Wir kamen auf Musik zu sprechen. Die höre ich sehr gerne, moderne Musik, Musik aus meiner Jugend, aber in gehobener Qualität. Aber selbst ein Instrument spielen, "Das kann ich nicht" - "Schon mal probiert" "Das hat keinen Sinn, so schnell den Takt halten, die vielen Bewegungen gleichzeitig, Ja Spaß hätte ich an einer Elektronenorgel, wenn ich sie spielen könnte. Und nur zum Probieren viel zu teuer"
Ob ich schon mal ein Tagebuch geführt habe. "Nein, da sehe ich keinen Sinn drin, und schreiben kann ich nicht, ich mache zu viele Rechtschreibfehler." "Auch jemand mit dem man das Schreiben durch die Rechtschreibung vergrault hat." Sie stellte die Rechtschreibung als unwichtig hin. Mir gefiel das sehr und fügte hinzu:" Nicht nur mit Rechtschreibung sondern auch mit dem Zwang zur Schönschrift hat man mir das Schreiben vergrault.

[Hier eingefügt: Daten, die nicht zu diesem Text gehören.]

PR #2159, opened 2015-12-18
[docker_daemon] add docker storage driver metrics

patrickbcullen:
Added the docker storage driver metrics for the devicemapper storage driver (used by CentOS/RHEL) using the docker info API.

The unit test shows the metrics names which are patterned after the system.disk.* metrics.

### DIFF
--- a/checks.d/docker_daemon.py
+++ b/checks.d/docker_daemon.py
@@ -5,7 +5,7 @@ import requests
 import time
 import socket
 import urllib2
-from collections import defaultdict, Counter, deque
+from collections import defaultdict, deque
 
 # project
 from checks import AgentCheck
@@ -264,8 +264,8 @@ class DockerDaemon(AgentCheck):
         must_query_size = self.collect_container_size and self._latest_size_query == 0
         self._latest_size_query = (self._latest_size_query + 1) % SIZE_REFRESH_RATE
 
-        running_containers_count = Counter()
-        all_containers_count = Counter()
+        running_containers_count = defaultdict(int)
+        all_containers_count = defaultdict(int)
 
         try:
             containers = self.client.containers(all=True, size=must_query_size)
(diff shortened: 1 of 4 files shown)


remh:
Thanks a lot @patrickbcullen 
We'll review this for 5.8.0
One concern i have is that in my experience i have noticed that in some cases the info command can take while to return. Have you experienced that kind of issue ?

patrickbcullen:
The info command takes 300-700 milliseconds on my system. Is that too long? Also how do I rerun the checks? It looks like my build failed on an unrelated test.

irabinovitch:
@patrickbcullen  I've re-triggered the tests.

patrickbcullen:
I found the cause of the test failure. It appears that collections.Counter is only supported in Python 2.7 and the Travis tests run in Python 2.6 (see http://stackoverflow.com/questions/10099013/importerror-cannot-import-name-counter).

I did not add the import code to dd-agent/checks.d/docker_daemon.py, but I was the first person to add a mocks test for it which is why the error shows up with this pull request.

Suggestions on how to handle this? Apparently docker_deamon only works on Python 2.7 and later now anyways so maybe the Travis tests should be upgraded to Python 2.7.

remh:
Thanks a lot @patrickbcullen you are right.
It was not an issue as no one is running the Docker Daemon check on python 2.6.
I think the easiest way to fix that would be to switch from `Counter` to a `defaultdict(int)` on these two lines.
Given how we use the Counter that would be the easiest way.
Can you take a pass at it while you're at it ?
Thanks a lot!

patrickbcullen:
It looks like you cannot write mock tests for docker_daemon.py since it was never designed to be tested in that way. I am not sure how to proceed with getting this pull request approved since I don't want to rewrite docker_daemon.py. I will just keep this change in my fork for now.

hkaj:
Closing as we already collect those. I think there was concurrent work going on when you opened this PR. Thank you anyway for the contribution!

Sie meinte ich sollte mir eine Sammlung all dessen anlegen, was ich einmal gerne mache würde aber noch nie versucht hätte. Und ein weiterer Rat ich solle auch durchaus einmal etwas unvernünftiges machen. Sollte ruhig auch mal einen Tag probieren, ob mir etwas Spaß machen würde.
Nach etwa einer Stunde meinte Sie, das es eine interessante Therapie werden könnte und überließ mir die Wahl ob wir 25 oder 45 Therapiestunden beantragen sollten.
Ich erhielt noch einen Fragebogen zum Lebensscribt, den ich ausfüllen, aber mich auf keinen Fall damit quälen sollte.
Auf dem Rückweg fühle ich mich sehr befreit. War es die Erlösung von der Erwartung, war es das ich Hoffnung auf die Terapie setzte. Immer wieder ging mir durch den Kopf - Einmal etwas Unvernünftiges tun. - Ein Toller Gedanke. Während der Fahrt versuchte ich dann mit meinem Verstand mir etwas unvernünftiges zu überlegen, was ich machen könne. Das ist garnicht so einfach. Das befreite Gefühl schwand und mir wurde das Paradox klar.
Aber die Idee mit dem Schreiben. Es war nicht das erste Mal, dass man mir riet zu Schreiben. Ein Buch zu schreiben riet man mir. Aber jetzt der Rat einfach zu Schreiben ohne Rücksicht auf Rechtschreibung, ohne Ziel einfach...ja, unvernünftig, einfach um des Schreibens willen zu schreiben. Diese Idee fesselte mich und so begann ich mit dem Text.